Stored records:

PR #265, opened 2026-06-16
chore: fix catalog hash calculation

catsby:
## Summary

Worker catalog hash calculation was reading `*.json` files etc. from things like `logs/` which if contained a lot of trace files could result in slow startup time. This PR adds more exclusions to the list of places to calculate the hash from


szanata (approved):
That is a solid yes from me 🚀

PR #266, opened 2026-06-18
fix(llm): route system blocks to the AI SDK system option (OUT-494)

bnchrch:
## Problem

The AI SDK emits this warning on every `generateText`/`streamText` call, flooding worker logs and inflating our Datadog bill:

> System messages in the prompt or messages fields can be a security risk because they may enable prompt injection attacks. Use the system option instead when possible. Set `allowSystemInMessages` to true to suppress this warning, or false to throw an error.

- Root cause: `loadAiSdkTextOptions` placed every `<system>` block into the `messages` array as a `role:'system'` entry — exactly what the AI SDK flags. The top-level `system` option is the provider-recommended slot.
- `generateText`/`streamText` were affected; the `Agent` class already routed system content through the `instructions`/`system` slot.

## Solution

- **`loadAiSdkTextOptions`** — splits resolved messages: `<system>` blocks → top-level `system` option (as `SystemModelMessage[]`, so per-message `cacheControl`/`providerOptions` survive); user/assistant/tool stay in `messages`.
- **`Agent`** — consumes the split `system` directly as `instructions`, removing the system-filtering it previously did by hand.
- **Defense-in-depth** — `generateText`/`streamText` and the Agent's generate/stream set `allowSystemInMessages: true` (overridable) for caller-supplied message histories.

## Proof

Real AI SDK (`ai@6.0.168`) + `MockLanguageModelV3`, fed the exact shape `loadAiSdkTextOptions` now produces:

```
PASS: call resolved, text = "ok"
system delivered to provider: [{"role":"system","content":"You are concise.","providerOptions":{"anthropic":{"cacheControl":{"type":"ephemeral"}}}}]
cacheControl preserved on system: {"anthropic":{"cacheControl":{"type":"ephemeral"}}}
```

System content travels via the `system` slot with Anthropic `cacheControl` intact — caching is preserved.

## Test plan

- [x] `npm run lint` passes (full repo)
- [x] `npm test` — `@outputai/llm` suite green (279 tests), incl. new coverage in `ai_sdk_options.spec.js` (system hoisting, providerOptions preserved, multi-system, no-system) and updated `agent.spec.js`/`ai_sdk.spec.js`
- [ ] `npm run build:packages` — pre-existing unrelated failure at `sdk/cli` `copy-assets` (`native-copyfiles` `options.exclude` type error); `sdk/llm` has no build step
- [ ] Staging smoke (needs the newer `ai` that emits the warning): confirm the warning is gone from worker logs and `cachedInputTokens > 0` on a workflow using a `<system options="cached">` prompt

## Notes for reviewers

- **Hoisting does not break prompt caching.** The AI SDK `system` option is typed `string | SystemModelMessage | Array<SystemModelMessage>` and `SystemModelMessage` carries `providerOptions`, so `cacheControl` on a `<system options="cached">` block rides along (see Proof). That's why we hoist rather than only suppressing.
- **`allowSystemInMessages` is a no-op on our pinned `ai@6.0.168`** — the warning and the option are both from a newer 6.x. The hoist is the version-independent fix; the flag is belt-and-suspenders for when we bump.

## Follow-up (out of scope)

The warning is observed in a deployed environment running a newer `ai` than the lockfile pin (`6.0.168` contains neither the warning nor `allowSystemInMessages`), and `package.json` devDeps have drifted ahead of the installed store. Worth reconciling the deployed `ai` version with the lockfile separately.

Closes OUT-494

### DIFF
--- a/sdk/llm/src/agent.js
+++ b/sdk/llm/src/agent.js
@@ -43,17 +43,14 @@ export class Agent extends AIToolLoopAgent {
 
     const { loadedPrompt, tools } = prepareTextPrompt( { prompt, variables, promptDir: resolvedPromptDir, skills, tools: toolsArg } );
 
-    const { messages: allMessages, ...constructorOptions } = loadAiSdkTextOptions( loadedPrompt );
+    const { system, messages, ...constructorOptions } = loadAiSdkTextOptions( loadedPrompt );
 
-    // Extract system messages as `instructions` for the ToolLoopAgent constructor
-    // and keep user messages for generate() calls — avoids provider errors
-    // with multiple system messages during multi-step tool loops.
-    // Pass message objects (not a string) so per-message providerOptions are preserved.
-    const systemMessages = allMessages.filter( isRole( ROLE.SYSTEM ) );
-
+    // loadAiSdkTextOptions already routes system blocks to the `system` slot
+    // (preserving per-message providerOptions); pass them as the agent's
+    // `instructions` and keep the user messages for generate()/stream() calls.
     super( {
       ...constructorOptions,
-      ...( systemMessages.length > 0 ? { instructions: systemMessages } : {} ),
+      ...( system ? { instructions: system } : {} ),
       ...( tools ? { tools } : {} ),
       stopWhen: stopWhen ?? stepCountIs( maxSteps ),
       ...rest
@@ -61,7 +58,7 @@ export class Agent extends AIToolLoopAgent {
 
     this.#prompt = prompt;
     this.#modelId = loadedPrompt.config.model;
-    this.#initialMessages = allMessages.filter( isRole( ROLE.USER ) );
+    this.#initialMessages = messages.filter( isRole( ROLE.USER ) );
     this.#store = conversationStore ?? null;
   }
 
@@ -80,7 +77,7 @@ export class Agent extends AIToolLoopAgent {
     const traceId = startTrace( { name: 'Agent.generate', prompt: this.#prompt } );
     try {
       const messages = await this.#fetchMessages( userMessages );
-      const response = await super.generate( { messages, ...callOptions } );
+      const response = await super.generate( { messages, allowSystemInMessages: true, ...callOptions } );
       const wrapped = await wrapTextResponse( { traceId, response, modelId: this.#modelId } );
       await this.#storeMessages( userMessages, wrapped );
       return wrapped;
@@ -96,6 +93,7 @@ export class Agent extends AIToolLoopAgent {
       const messages = await this.#fetchMessages( userMessages );
       return super.stream( {
         messages,
+        allowSystemInMessages: true,
         ...callOptions,
         ...wrapStreamOnFinishResponse( { traceId, modelId: this.#modelId, onFinish } ),
         onError( event ) {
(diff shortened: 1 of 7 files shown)


szanata (commented):
~I see that `loadAiSdkTextOptions()` is now splitting chat messages and returning discrete `system` and `messages`, which is good, but for the actual LLM usage, nothing changes, `system` is still set as `{ instructions }` and the warning is being suppressed by `allowSystemInMessages: true`.~

~This paragraph makes me think there is a better option:~
> System messages in the prompt or messages fields can be a security risk because they may enable prompt injection attacks. Use the system option instead when possible. Set allowSystemInMessages to true to suppress this warning, or false to throw an error.

~More precisely:~
> [...] Use the system option instead when possible.

~I think it is referring to this: https://ai-sdk.dev/docs/reference/ai-sdk-core/generate-text#system~

~Shouldn't  we start using that instead of just suppressing the warning, even more so now that we already extracted the system messages?~

My bad, the `loadAiSdkTextOptions` result is being deconstructed to AI arguments. I didnt see that at first.

sdk/llm/src/agent.js
```diff
@@ -43,25 +43,22 @@ export class Agent extends AIToolLoopAgent {
...
+      ...( system ? { instructions: system } : {} ),
       ...( tools ? { tools } : {} ),
       stopWhen: stopWhen ?? stepCountIs( maxSteps ),
       ...rest
     } );
 
     this.#prompt = prompt;
     this.#modelId = loadedPrompt.config.model;
-    this.#initialMessages = allMessages.filter( isRole( ROLE.USER ) );
+    this.#initialMessages = messages.filter( isRole( ROLE.USER ) );
```
szanata, line 62: Since system messages were already extract, do we still nee this filter?

sdk/llm/src/ai_sdk_options.js
```diff
@@ -1,20 +1,31 @@
...
     throw new FatalError( `Prompt "${prompt.name}" has no chat-style messages. Add role-tagged blocks like <system> or <user>.` );
   }
+  const isSystem = isRole( ROLE.SYSTEM );
+  const resolvedMessages = resolveMessageProviderOptions( prompt );
+  const system = resolvedMessages.filter( isSystem );
+
   const options = {
     model: loadTextModel( prompt ),
-    messages: resolveMessageProviderOptions( prompt ),
+    ...( system.length > 0 ? { system } : {} ),
```
szanata: A small nit: I would still return `system: []` even when there are none, just for consistency.

szanata (approved):

sdk/llm/src/ai_sdk_options.js
bnchrch: Done in 4a58c359 — `loadAiSdkTextOptions` now always returns `system` (as `[]` when there are no system blocks). Confirmed `system: []` / `instructions: []` are no-ops in the AI SDK (the provider prompt is just the user turn), so this is purely a consistency change.

sdk/llm/src/agent.js
bnchrch: Still needed — after the split, `messages` is system-free but can still contain authored `<assistant>`/`<tool>` blocks (several prompts use `<assistant>`, e.g. `generate_text/prompt@v1`). The filter keeps only `<user>` turns as the per-call seed; `generateText`/`streamText` still send the other blocks via `messages`. Clarified the comment and added a test locking the contract in 4a58c359.

PR #267, opened 2026-06-18
refactor(core): Moving worker loader to a folder

szanata:
## Summary

- Broke `worker/loader.js` into `worker/loader/workflows.js`, `worker/loader/activities.js` and `worker/loader/hooks.js`.
- Broke `worker/loader_tools.js` into `worker/loader/tools.js` and `worker/loader/matchers.js`.
- Removed unnused eslint config.
- Moved `createWorkflowsEntryPoint` logic to inside `loadWorkflows()`.
- Updated `loadWorkflows()` and `loadActivities()` to return objects.
- Added missing test coverage.
- Removed `activityMatchersBuilder` in favor of `buildActivityMatcher`.

The goal was to simply, add better tests and make the code more readable.

## Test plan

- [x] Manual
- [x] Added unit tests


sdk/core/src/worker/loader/matchers.js
```diff
@@ -0,0 +1,45 @@
...
+ * Creates a matcher function that based on "path", matches:
+ * - path/steps.js
+ * - path/evaluators.js
+ * - path/steps/*
+ * - path/evaluators/*
+ * @param {string} path
+ * @returns {function(string): boolean}
+ */
+export const buildActivityMatcher = path => {
+  const exp = new RegExp( `^${RegExp.escape( `${path}${sep}` )}(?:steps|evaluators)(?:\\.js$|${RegExp.escape( sep )})` );
```
bnchrch: ❗ `RegExp.escape` is Node 24+ only. On Node 22 (still the current LTS) it's `undefined`, and since this runs on every worker boot, anyone on Node 22 crashes at startup with `RegExp.escape is not a function`. The old matcher didn't need it, and we don't set an `engines` field to warn people. CI only passes because it's on Node 24.

Either pin the floor:
```json
"engines": { "node": ">=24" }
```
or escape the path ourselves and skip the built-in. What Node versions are we promising to support?

sdk/core/src/worker/loader/activities.js
```diff
@@ -0,0 +1,75 @@
...
+  }
+
+  // writes down the activity option overrides
+  const optionsContent = `export default ${JSON.stringify( activityOptionsMap, undefined, 2 )};`;
+  const optionsFile = writeFileInTempDir( optionsContent, ACTIVITY_OPTIONS_FILENAME );
+
+  // system activities
+  activities[ACTIVITY_SEND_HTTP_REQUEST] = sendHttpRequest;
+  activities[ACTIVITY_GET_TRACE_DESTINATIONS] = getTraceDestinations;
+  return { activities, optionsFile };
```
bnchrch, line 74: 💅 `optionsFile` gets returned but nobody reads it. `index.js` only pulls `activities`, and `bundle.js` throws the result away (just the test checks it). `loadWorkflows` returning `entrypoint` makes sense since that one's used. Drop it here, or is it for something coming up?

sdk/core/src/worker/loader/workflows.js
```diff
@@ -0,0 +1,82 @@
...
+const log = createChildLogger( 'Workflow Loader' );
+
+/**
+ * Creates a temporary index file importing all workflows for Temporal.
+ * @param {object[]} workflows
+ * @returns {string} Filename
+ */
+const createWorkflowsEntrypoint = workflows => {
+  // default system catalog workflow
+  const catalog = { name: WORKFLOW_CATALOG, path: import.meta.resolve( '../catalog_workflow/workflow.js' ) };
```
bnchrch, line 17: ❓ The catalog line builds a `file://` URL here, but every other workflow in the generated file is a plain absolute path (from `matchFiles`), so the entrypoint ends up mixing the two. Did the bundler definitely swallow the `file://` one? And any reason not to keep them the same, e.g. `fileURLToPath()` here? The test only checks the `catalog` name, not the path, so it wouldn't catch a slip.

sdk/core/src/worker/loader/hooks.js
```diff
@@ -0,0 +1,28 @@
+import { join } from 'node:path';
+import { existsSync } from 'node:fs';
+import { createChildLogger } from '#logger';
+
+const log = createChildLogger( 'Scanner' );
```
bnchrch: 💅 Tiny one: this logger is still `'Scanner'` while the others are `'Activities Loader'` / `'Workflow Loader'`. Now that it's just hooks, `'Hooks Loader'` reads better. Feel free to ignore.

bnchrch (approved):
Nice cleanup, the split reads much better and the tests came along for the ride. Approving. One thing I'd like us to sort out before it bites someone on an older Node: the new matcher leans on `RegExp.escape`. Left that plus a few small notes inline.

sdk/core/src/worker/loader/activities.js
szanata: I am planning to start using it to remove the interceptors leap of faith reading a file that might not be there. This will come later.

sdk/core/src/worker/loader/hooks.js
szanata: You are right. I didnt pay attention when migrating this one.

sdk/core/src/worker/loader/matchers.js
szanata: In my mind we support node 24+ only. since we already use `.toArray()` in a couple places. So I would said is node 24. I think we can introduce the constrain in the `package.json`.

szanata: I took a step back. `.toArray()` is Node 22. So I added a polyfill for `RegExp.espace` instead. Thanks for the suggestion.

sdk/core/src/worker/loader/workflows.js
szanata: The worker accepts `file://` without any problems. I move that import.meta.resolve because it is very convenient (no need to import `fileURLToPath` and `join` or `resolve`) and it already resolves an absolute path.

PR #269, opened 2026-06-19
fix(cli): recursive dataset/eval discovery for nested workflow folders (OUT-496)

bnchrch:
## Problem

What you need to do
Among the entries, find every line holding "blocks" and return it.

Output
fix(llm): route system blocks to the AI SDK system option (OUT-494)
- **`loadAiSdkTextOptions`** — splits resolved messages: `<system>` blocks → top-level `system` option (as `SystemModelMessage[]`, so per-message `cacheControl`/`providerOptions` survive); user/assistant/tool stay in `messages`.
+    // loadAiSdkTextOptions already routes system blocks to the `system` slot
     throw new FatalError( `Prompt "${prompt.name}" has no chat-style messages. Add role-tagged blocks like <system> or <user>.` );
bnchrch: Done in 4a58c359 — `loadAiSdkTextOptions` now always returns `system` (as `[]` when there are no system blocks). Confirmed `system: []` / `instructions: []` are no-ops in the AI SDK (the provider prompt is just the user turn), so this is purely a consistency change.
bnchrch: Still needed — after the split, `messages` is system-free but can still contain authored `<assistant>`/`<tool>` blocks (several prompts use `<assistant>`, e.g. `generate_text/prompt@v1`). The filter keeps only `<user>` turns as the per-call seed; `generateText`/`streamText` still send the other blocks via `messages`. Clarified the comment and added a test locking the contract in 4a58c359.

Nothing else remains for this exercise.